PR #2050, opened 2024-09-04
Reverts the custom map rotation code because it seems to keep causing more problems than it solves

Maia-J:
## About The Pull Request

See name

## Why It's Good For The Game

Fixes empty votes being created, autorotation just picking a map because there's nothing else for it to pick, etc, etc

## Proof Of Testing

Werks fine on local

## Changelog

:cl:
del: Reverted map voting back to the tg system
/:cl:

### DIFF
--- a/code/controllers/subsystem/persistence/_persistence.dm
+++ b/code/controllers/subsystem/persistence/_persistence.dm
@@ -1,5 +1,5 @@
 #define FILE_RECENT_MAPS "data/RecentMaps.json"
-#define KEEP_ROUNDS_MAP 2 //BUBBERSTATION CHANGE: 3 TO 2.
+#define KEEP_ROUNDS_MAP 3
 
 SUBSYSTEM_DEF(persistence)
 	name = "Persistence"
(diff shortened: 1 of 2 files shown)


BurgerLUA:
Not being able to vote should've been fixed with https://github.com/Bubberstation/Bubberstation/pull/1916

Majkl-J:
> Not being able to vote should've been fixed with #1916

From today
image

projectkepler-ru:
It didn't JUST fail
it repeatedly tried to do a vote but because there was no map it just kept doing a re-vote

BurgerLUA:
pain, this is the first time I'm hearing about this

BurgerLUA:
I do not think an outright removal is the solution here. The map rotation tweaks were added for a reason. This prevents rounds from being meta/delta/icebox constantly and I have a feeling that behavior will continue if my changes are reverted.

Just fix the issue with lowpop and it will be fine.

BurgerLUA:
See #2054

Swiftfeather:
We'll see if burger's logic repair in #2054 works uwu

## TASK DIRECTIONS
In the listing above, find the line with "Reverts the custom" and the line with "## Changelog", then reproduce both and every line between them exactly.

## FINISHED TASK
Reverts the custom map rotation code because it seems to keep causing more problems than it solves

Maia-J:
## About The Pull Request

See name

## Why It's Good For The Game

Fixes empty votes being created, autorotation just picking a map because there's nothing else for it to pick, etc, etc

## Proof Of Testing

Werks fine on local

## Changelog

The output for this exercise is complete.